What to produce:
Within the records below, filter for lines carrying the word "targets" and copy them.

━━ Source data

PR #184, opened 2020-06-03
[KED-1735] Parameterise run_viz with project_path

limdauto:
## Description

This is the first part of the fix for KED-1735.

A summary of the problem and the fix:

* After we release Kedro 0.16.1, the `run_viz` line magic has stopped working because we stop changing user's working directory directly, so the line magic isn't being called with the correct `project_path`.
* To fix this problem, this PR adds a backward-compatible way to call `run_viz` and subsequently `_call_viz` with a `project_path` parameter. For `run_viz`, this parameter is provided via the `local_ns` parameter, which is provided by IPython line magic's local scope functionality.
* Another follow-up PR in Kedro will make sure that the line magic has the correct local scope, which contains the `project_path` value, as well as parameterise `get_project_context` to use it.

## Checklist

## Legal notice

### DIFF
--- a/RELEASE.md
+++ b/RELEASE.md
@@ -15,7 +15,7 @@ Please follow the established format:
 
 ## Bug fixes and other changes
 
-<!-- Add release notes for the upcoming release here -->
+* Fix `%run_viz` line magic to display kedro viz inside Jupyter notebook. Note that the fix needs `kedro>=0.16.2` to take effect.
 
 # Release 3.3.0:
 
--- a/RELEASE.md
+++ b/RELEASE.md
@@ -15,7 +15,7 @@ Please follow the established format:
 
 ## Bug fixes and other changes
 
-* Fix `%run_viz` line magic to display kedro viz inside Jupyter notebook. Note that the fix needs `kedro>=0.16.2` to take effect.
+* Fix `%run_viz` line magic to display kedro viz inside Jupyter notebook, previously broken for kedro 0.16.0/0.16.1. Note that the fix needs `kedro>=0.16.2` to take effect.
 
 # Release 3.3.0:
 
--- a/package/kedro_viz/server.py
+++ b/package/kedro_viz/server.py
@@ -125,15 +125,13 @@ def run_viz(port=None, line=None, local_ns=None) -> None:
         _VIZ_PROCESSES[port].terminate()
 
     if local_ns is not None and 'project_path' in local_ns:
-        viz_process = multiprocessing.Process(
-            target=partial(_call_viz, project_path=local_ns['project_path']),
-            daemon=True,
-            kwargs={"port": port}
-        )
+        target = partial(_call_viz, project_path=local_ns['project_path'])
     else:
-        viz_process = multiprocessing.Process(
-            target=_call_viz, daemon=True, kwargs={"port": port}
-        )
+        target = _call_viz
+
+    viz_process = multiprocessing.Process(
+        target=target, daemon=True, kwargs={"port": port}
+    )
 
     viz_process.start()
     _VIZ_PROCESSES[port] = viz_process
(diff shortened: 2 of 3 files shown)


limdauto:
@mzjp2 @lorenabalan Could I get a blessing here as well please 🙏

package/kedro_viz/server.py
```diff
@@ -104,14 +105,17 @@ def _check_viz_up(port):
 
 
 # pylint: disable=unused-argument
-def run_viz(port=None, line=None) -> None:
+def run_viz(port=None, line=None, local_ns=None) -> None:
```
921kiyo, line 108: Would users need to pass `local_ns` variable when using this line magic in the notebook?

limdauto: No, IPython will do that automatically for us thanks to https://github.com/quantumblacklabs/private-kedro/pull/639

limdauto:
@921kiyo 
> Since you added unit tests, could you also delete https://github.com/quantumblacklabs/kedro-viz/blob/develop/package/features/jupyter.feature please?

Actually we still need to fix that :( The unit test mocked out the Process underneath, so it wasn't testing the whole thing. I had to test it manually end-to-end.

package/kedro_viz/server.py
```diff
@@ -120,9 +124,15 @@ def run_viz(port=None, line=None) -> None:
     if port in _VIZ_PROCESSES and _VIZ_PROCESSES[port].is_alive():
         _VIZ_PROCESSES[port].terminate()
 
+    if local_ns is not None and 'project_path' in local_ns:
```
lorenabalan, line 127:
```suggestion
    if local_ns is not None and "project_path" in local_ns:
```
to stay consistent with using double quotes in our codebase

package/kedro_viz/server.py
```diff
@@ -120,9 +124,15 @@ def run_viz(port=None, line=None) -> None:
...
+        target = partial(_call_viz, project_path=local_ns['project_path'])
```
lorenabalan, line 128:
```suggestion
        target = partial(_call_viz, project_path=local_ns["project_path"])
```

RELEASE.md
```diff
@@ -15,7 +15,7 @@ Please follow the established format:
 
 ## Bug fixes and other changes
 
-<!-- Add release notes for the upcoming release here -->
+* Fix `%run_viz` line magic to display kedro viz inside Jupyter notebook. Note that the fix needs `kedro>=0.16.2` to take effect.
```
lorenabalan, line 18: This is super minor, just to clarify that if they're not on 0.16.* already they're alright. But I don't have a strong stance on it.
```suggestion
* Fix `%run_viz` line magic to display kedro viz inside Jupyter notebook, previously broken for kedro 0.16.0/0.16.1. Note that the fix needs `kedro>=0.16.2` to take effect.
```

package/kedro_viz/server.py
```diff
@@ -124,8 +124,8 @@ def run_viz(port=None, line=None, local_ns=None) -> None:
     if port in _VIZ_PROCESSES and _VIZ_PROCESSES[port].is_alive():
         _VIZ_PROCESSES[port].terminate()
 
-    if local_ns is not None and 'project_path' in local_ns:
-        target = partial(_call_viz, project_path=local_ns['project_path'])
+    if local_ns is not None and "project_path" in local_ns:
+        target = partial(_call_viz, project_path=local_ns["project_path"])
```
mzjp2, line 128: do we not run `black` on `viz`?

limdauto: Yea I was wondering the same thing. It looks like we don't. Only `pylint`. Gonna log a ticket to fix that.

mzjp2: ty

PR #185, opened 2020-06-04
[KED-1650] New graphing algorithm & feature flags

bru5:
## Description

Improves pipeline visualisation using a new DAG graphing algorithm approach.

comparison

The algorithm is focused on improving the quality and clarity of output for both node layout and edge routing while maintaining  good performance.

Goals include balancing the regularity, legibility, symmetry, spacing and compactness of layout and edges while scaling to graphs with a large number of nodes and edges, for which the existing solution does not handle well enough for this purpose.

These changes are delivered alongside a minimal feature flag system to support toggling of experimental new features such as this one until their general release.

**The feature flag must be enabled in your browser before use and testing (see below).**

## Development notes

As there is currently no GUI for flags, they must be enabled and disabled using parameters in the URL. The status of all flags will persist in the user's local storage config and the console shows a message regarding the status of all flags on load.

Screenshot 2020-06-04 at 12 18 30

The flag for the new graphing algorithm is `newgraph`, it is disabled by default, you can use the URL parameters `newgraph=true` or `newgraph=false`.

e.g.`http://localhost:4141/?data=demo&newgraph=true`.

The implementation itself is self contained and includes a selector that connects it to the rest of the system in the same way as the existing solution, such that it works as a drop-in replacement.

It currently depends on the `kiwi.js` solver, though there is potential that this may not eventually be required given some upgrades to the main solver.

## QA notes

The feature must be enabled by the user before testing, as described above. Try the following test data sets. Side-by-side comparison is possible by enabling or disabling the flag:

__Demo__
http://localhost:4141/?data=demo&newgraph=true
http://localhost:4141/?data=demo&newgraph=false

__Random__ (includes layers)
http://localhost:4141/?data=random&newgraph=true
http://localhost:4141/?data=random&newgraph=false

_(see console to get a reusable seed for direct comparison)_

__Animals__
http://localhost:4141/?data=animals&newgraph=true
http://localhost:4141/?data=animals&newgraph=false

__Nodes.json__ (as generated by Kedro)
http://localhost:4141/?newgraph=true
http://localhost:4141/?newgraph=false

It has been tested on both real samples as well as varied pipelines generated by the existing random generator, both ranging so far from around 10 nodes to around 1000, all showing some strong improvement, both when labels are visible and when not.

It has support for and has been tested with pipelines that include layers.

There are also unit tests covering the majority of the changes, though they are not sufficient to test the actual quality of graphing output which must be done manually. For this I have been considering some metrics for more objective evaluation but more exploration is needed.

While the algorithm appears to work well on most pipelines seen so far, wider beta testing is encouraged before the flag is removed for general release.

## Checklist

## Legal notice


src/selectors/layers.js
```diff
@@ -10,41 +10,35 @@ const getLayerName = state => state.layer.name;
...
   (nodes, layerIDs, layerName, { width }) => {
-    // Get list of layer Y positions from nodes
-    const layerY = nodes.reduce((layerY, node) => {
-      if (!layerY[node.layer]) {
-        layerY[node.layer] = [];
-      }
-      layerY[node.layer].push(node.y);
-      return layerY;
-    }, {});
+    const bounds = {};
```
richardwestenra, line 13: What's the difference here?

src/utils/graph/index.js
```diff
@@ -0,0 +1,104 @@
...
+
+const defaultOptions = {
+  layout: {
+    spaceX: 16,
+    spaceY: 110,
+    basisX: 1500,
+    padding: 100
+  },
+  routing: {
+    spaceX: 26,
```
richardwestenra, line 13: 🚀

src/utils/graph/index.js
```diff
@@ -0,0 +1,104 @@
+import { offsetNode, offsetEdge } from './common';
+import { layout } from './layout';
+import { routing } from './routing';
+
+const defaultOptions = {
```
richardwestenra, line 5: I wonder whether this object should go in /src/config.js? 🤔

src/utils/graph/solver.js
```diff
@@ -0,0 +1,146 @@
+import * as kiwi from 'kiwi.js';
```
richardwestenra, line 1: So I just looked up kiwi.js and the [full library](https://github.com/gamelab/kiwi.js/blob/master/build/kiwi.min.js) is 322kb minified. Guess it's not possible to just pick and choose what we need, huh? I ask only because if/when we web-workerize this layout function, any libraries imported will need to be bundled into the web worker.

src/utils/graph/routing.js
```diff
@@ -0,0 +1,250 @@
...
+    // Sort the node's target edges by the angle between source and target nodes
+    // Break ties by alternating increasing X offsets per row
+    node.targets.sort((a, b) =>
+      compare(
+        Math.atan2(
+          b.sourceNode.y - b.targetNode.y,
+          b.sourceNode.x - b.targetNode.x !== 0
+            ? b.sourceNode.x - b.targetNode.x
+            : (b.targetNode.row % 2 === 0 ? -1 : 1) *
+                Math.pow(b.targetNode.row - b.sourceNode.row, 3)
```
richardwestenra, line 58: Is it possible to simplify this? Maybe add some variables? Same for the other one below.

src/selectors/layers.js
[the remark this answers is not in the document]
bru5: While implementing layers in the new layout algorithm there were some cases the original function appeared to not correctly handle causing overlaps. This replacement function didn't seem to have those problems I was having at the time,  but it may well have just been that those were invalid cases anyway, it's hard to tell.

Either way I think this version might be a little more performant than the original even if equivalent, since it does min/max once per layer vs twice and uses less memory (`O(layers * 2)` vs `O(nodes)`), if I understand both correctly?

Might be worth keeping if you agree, otherwise I can easily revert it unless I see the original problem again.

src/selectors/layout.js
```diff
@@ -11,41 +14,69 @@ const getNodeLayer = state => state.node.layer;
...
-    edges.forEach(edge => {
-      graph.setEdge(edge.source, edge.target, edge);
-    });
+    // Use experimental graph rendering if flag enabled
+    if (flags.newgraph) {
+      const result = graph(nodes, edges, showLayers && layers);
 
-    // Run Dagre layout to calculate X/Y positioning
-    dagre.layout(graph);
+      return {
```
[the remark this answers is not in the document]
bru5: Yeah for sure, this is only here as an adapter so they both use the same interface.

src/utils/graph/common.js
```diff
@@ -0,0 +1,166 @@
...
+ * Returns the point on the line segment `ax, ay, bx, by` closest to point `x, y`
+ * @param {number} x The test point x
+ * @param {number} y The test point y
+ * @param {number} ax The start of the line segement x point
+ * @param {number} ay The start of the line segement y point
+ * @param {number} bx The end of the line segement x point
+ * @param {number} by The end of the line segement y point
+ * @returns {object} An object with the closest point and both line segment points
+ */
+export const nearestOnLine = (x, y, ax, ay, bx, by) => {
```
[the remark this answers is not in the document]
bru5: I think that just ends up being extra overhead here though, in typing and objects, since all arguments are required by definition?

src/utils/graph/layout.js
```diff
@@ -0,0 +1,319 @@
...
+
+    // Clear separation constraints from previous iteration
+    separationConstraints.length = 0;
+
+    // For each row
+    for (let l = 0; l < rows.length; l += 1) {
+      const rowNodes = rows[l];
+
+      // Sort rows in order of X position. Break ties with ids for stability
+      rowNodes.sort((a, b) => compare(a.x, b.x, a.id, b.id));
```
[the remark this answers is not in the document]
bru5: Necessary as it stands. But I think this part should be complexity `<= O(sort(nodes))`, since `flat(rows) === nodes`, so not relatively that bad.

I've not looked at optimising anywhere much yet as overall as performance seems sufficient for an initial flagged release?

When I get on to this I'm sure there will be some simple improvements to find first, then after that the bigger wins will probably take some special techniques.

src/utils/graph/solver.js
bru5: Oh that's not the right `kiwi.js` actually, it's [this one](https://github.com/IjzerenHein/kiwi.js/), which seems to be about 14kb minified which I think is fine?

src/utils/graph/index.js
bru5: These are the default values for the function / module, rather than a user config, so I'd say it's best they stay with the module if that makes sense.

src/utils/flags.js
```diff
@@ -0,0 +1,79 @@
...
+
+/**
+ * Returns an object with flags as set in given or current URL using `enable` and `disable` parameters
+ * @param {string=} url The URL (optional, default current location)
+ * @returns {object} An object with flags and their values
+ */
+export const getFlagsFromUrl = url => {
+  const urlParams = new URL(url || document.location).searchParams;
+  const enableNames = (urlParams.get('enable') || '').split(/\W/g);
+  const disableNames = (urlParams.get('disable') || '').split(/\W/g);
```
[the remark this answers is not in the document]
bru5: Yeah I had some reasoning behind this approach, but I don't mind going with this alternative too, so I've made the change as noted.

src/utils/graph/layout.js
```diff
@@ -0,0 +1,319 @@
...
+    if (
+      edge.sourceNode.targets.length === 1 &&
+      edge.targetNode.sources.length === 1
+    ) {
+      parallelDoubleConstraints.push(parallelConstraint);
+    }
+  }
+
+  // Solving loop for constraints in X
+  for (let i = 0; i < 20; i += 1) {
```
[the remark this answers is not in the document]
bru5: This has been moved to a parameter called `iterations`.

src/utils/graph/layout.js
```diff
@@ -0,0 +1,319 @@
...
+    // Minimise crossing
+    solve(crossingConstraints, 1);
+
+    // Minimise edge length
+    solve(parallelConstraints, 1);
+
+    // Minimise edge length specifically for low-degree edges more strongly
+    solve(parallelSingleConstraints, 10);
+    solve(parallelDoubleConstraints, 10);
```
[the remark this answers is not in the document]
bru5: This is now derived from a new parameter called `iterations`.

src/utils/graph/routing.js
bru5: I've actually simplified this and removed the extra steps, since it looks like they are not all that effective, so this one should now be fine I think.

src/utils/graph/common.js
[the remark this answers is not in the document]
richardwestenra: Fair enough!

src/utils/graph/solver.js
richardwestenra: ahhhhh phew. Ok that should be sweet then, cheers 👍

src/utils/graph/layout.js
```diff
@@ -0,0 +1,319 @@
...
+      weightA: () => 0.5,
+      weightB: () => 0.5
+    };
+
+    parallelConstraints.push(parallelConstraint);
+
+    // Collect edges connected to single-degree nodes at either end
+    if (
+      edge.sourceNode.targets.length === 1 ||
+      edge.targetNode.sources.length === 1
```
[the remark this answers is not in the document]
bru5: I've given these some names, naturally it's a little confusing without a diagram still but I think it does help a bit.

src/utils/flags.js
```diff
@@ -0,0 +1,75 @@
...
+ * @param {string=} url The URL (optional, default current location)
+ * @returns {object} An object with flags and their values
+ */
+export const getFlagsFromUrl = url => {
+  const urlParams = new URL(url || document.location).searchParams;
+  const flags = {};
+
+  [...urlParams].forEach(([name, value]) =>
+    Flags.isDefined(name)
+      ? (flags[name] = value === 'true' || value === '1')
```
richardwestenra, line 43: I feel like it should probably check for `value === ''` and evaluate that to `true` too, no? Because I tend to regard valueless query string keys as being truthy even though technically their value is `''`, and I feel like it should be okay to just add `?newgraph` to turn the feature on. What do you think?

src/utils/flags.js
```diff
@@ -0,0 +1,75 @@
...
+      const isEnabled = flagsEnabled[name];
+      const status = isEnabled ? 'Enabled' : 'Disabled';
+      const statusIcon = isEnabled ? '🟢' : '⚪️';
+      const icon = flagsConfig[name].icon;
+      const description = flagsConfig[name].description;
+      info += `\n${statusIcon} ${icon} "${name}" · ${description} · ${status}`;
+    });
+
+    info += `\n\nSee docs on flags for more info 📖`;
+    info += `\nhttps://github.com/quantumblacklabs/kedro-viz#flags`;
```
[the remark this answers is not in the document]
bru5: Not yet, shall I go ahead and update them myself in this PR?

src/utils/flags.js
bru5: Good catch, I've added this one too, thanks.

src/utils/flags.js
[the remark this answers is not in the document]
richardwestenra: Yeah I think it's a good idea to do it sooner rather than later so it's not forgotten, but I don't mind whether it's part of this PR. If you don't make it part of this PR then definitely add a new ticket for this sprint so it's not missed out of the next release.

Also we should probably ask @stichbury to review the wording once it's ready.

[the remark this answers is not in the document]
stichbury: Yep, just give me a shout when you want a swift review of the docs @bru5!

README.md
```diff
@@ -100,6 +100,24 @@ As a JavaScript React component, the project is designed to be used in two diffe
...
+
+To enable or disable a flagged feature, add the flag as a parameter with the value `true` or `false` to the end of the URL in your browser when running Kedro-Viz, e.g.
+
+`http://localhost:4141/?data=demo&newgraph=true`
+
+This provided setting will then persist for all sessions on your machine, until it is otherwise changed.
+
+### Viewing flags
+
+See the message in your browser's console for info regarding the available flags and their values as currently set on your machine.
```
stichbury, line 119: I'm not sure I follow this. What message? What console?

README.md
```diff
@@ -100,6 +100,24 @@ As a JavaScript React component, the project is designed to be used in two diffe
...
+
+- `newgraph` - Improved graphing algorithm (default `false`).
+
+### Setting flags
+
+To enable or disable a flagged feature, add the flag as a parameter with the value `true` or `false` to the end of the URL in your browser when running Kedro-Viz, e.g.
+
+`http://localhost:4141/?data=demo&newgraph=true`
+
+This provided setting will then persist for all sessions on your machine, until it is otherwise changed.
```
stichbury, line 115:
```suggestion
The setting you provide persists for all sessions on your machine, until you change it.
```

README.md
```diff
@@ -100,6 +100,24 @@ As a JavaScript React component, the project is designed to be used in two diffe
 
    The React component exposes props that can be used to supply data and customise its behaviour. For information about the props, their expected prop-types and default values, see [/src/components/app/index.js](https://github.com/quantumblacklabs/kedro-viz/blob/master/src/components/app/index.js). For examples of the expected data input format, see the mock data examples in [/src/utils/data](https://github.com/quantumblacklabs/kedro-viz/tree/master/src/utils/data), and compare the [resulting demo](https://quantumblacklabs.github.io/kedro-viz/).
 
+## Flags
+
+The following flags are available in the latest release to toggle experimental features:
```
stichbury, line 105:
```suggestion
The following flags are available to toggle experimental features:
```

README.md
```diff
@@ -100,6 +100,24 @@ As a JavaScript React component, the project is designed to be used in two diffe
...
+
+- `newgraph` - Improved graphing algorithm (default `false`).
```
stichbury, line 107:
```suggestion
- `newgraph` - From release vX.x. Improved graphing algorithm (defaults to `false`).
```

My thoughts are that it's best to say which release they are introduced from individually as you add them, since "latest" is/will go out of date.

README.md
bru5: I've reworded with some extra information including a link to a Mozilla article explaining the [developer console](https://developer.mozilla.org/en-US/docs/Learn/Common_questions/What_are_browser_developer_tools#The_JavaScript_console), does that help?

README.md
bru5: I've updated this line, thanks.

README.md
bru5: Sounds good, I've updated this to include the version.

921kiyo:
Legal headers LGTM :)

src/selectors/layers.js
```diff
@@ -13,14 +13,17 @@ export const getLayers = createSelector(
...
-      const bound =
-        bounds[node.layer] || (bounds[node.layer] = [Infinity, -Infinity]);
-      if (node.y - node.height < bound[0]) bound[0] = node.y - node.height;
-      if (node.y + node.height > bound[1]) bound[1] = node.y + node.height;
+      const layer = node.nearestLayer || node.layer;
+
+      if (layer) {
+        const bound = bounds[layer] || (bounds[layer] = [Infinity, -Infinity]);
+        if (node.y - node.height < bound[0]) bound[0] = node.y - node.height;
+        if (node.y + node.height > bound[1]) bound[1] = node.y + node.height;
```
richardwestenra, line 25: I'd prefer these not to be inline if statements and to add braces, just for improved readability? Is that ok with you?

README.md
```diff
@@ -102,21 +102,21 @@ As a JavaScript React component, the project is designed to be used in two diffe
 
 ## Flags
 
-The following flags are available in the latest release to toggle experimental features:
+The following flags are available to toggle experimental features:
 
-- `newgraph` - Improved graphing algorithm (default `false`).
+- `newgraph` - From release v3.3.2. Improved graphing algorithm (default `false`).
```
richardwestenra, line 107: Yeah I'd say `3.4.0`, though I doubt it's necessary to specify as it'll be in the release notes, and this will only be visible on branches that contain this flag, no?

package/features/environment.py
```diff
@@ -26,6 +26,14 @@
...
 # limitations under the License.
 
+#------------------------------------------------------------------------------
+# Copyright (c) 2013, Nucleic Development Team & H. Rutjes.
+#
+# Distributed under the terms of the Modified BSD License.
+#
+# The full license is in the file COPYING.txt, distributed with this software.
+#------------------------------------------------------------------------------
+
```
richardwestenra, line 36: It'd make a lot more sense to me for us to only put this legal header on the one JS file that includes kiwi.js, and none of the Python files, as they don't even include kiwi.js.

src/selectors/layers.js
bru5: Good point I've added these.

README.md
bru5: Yeah I was thinking on the same lines but this was a suggestion from @stichbury earlier in this thread and it seems a good thing to keep - I've updated this to read `3.4.0`.

package/features/environment.py
bru5: Yeah I thought this seemed a little unusual too, after discussing with @yetudada here are the changes:

- reverted the notice from Python files (see in f92d68f) 
- added the notice as a special `@license` comment where it is imported in the JS source (see [here](https://github.com/quantumblacklabs/kedro-viz/pull/185/commits/f92d68fbf2d07e8d82ac3ce55e12274d05269259#diff-506cc426df42a78b3776a93989f292c6)) so this way it should also be retained in build files.

Does this suit all?

src/utils/graph/solver.js
```diff
@@ -0,0 +1,155 @@
+/** @license kiwi.js v1.1.2
```
yetudada, line 1: Kiwi.js is only used here?

README.md
stichbury: It does. So much better 🚀

stichbury:
Looks good to me -- the changes in ReadMe are spot on.

src/utils/graph/solver.js
bru5: Yeah this is the only file it is used in, just inside the function `solveStrict` below.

━━━━

Exercise answer:
+    node.targets.sort((a, b) =>
+      edge.sourceNode.targets.length === 1 &&
+      edge.sourceNode.targets.length === 1 ||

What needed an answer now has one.